Task details
Both the line containing "and config/entitlements fallbacks" and the last line of the listing are included: write out exactly the lines from one to the other.

Data shown
++++++++++++++++++++

PR #3282, opened 2026-01-06
refactor(eas-cli): Remove `npx expo` invocations and config/entitlements fallbacks

kitten:
See: https://exponent-internal.slack.com/archives/C017N0N99RA/p1758469493137929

++++++++++++++++++++

Solved problem
refactor(eas-cli): Remove `npx expo` invocations and config/entitlements fallbacks

kitten:
See: https://exponent-internal.slack.com/archives/C017N0N99RA/p1758469493137929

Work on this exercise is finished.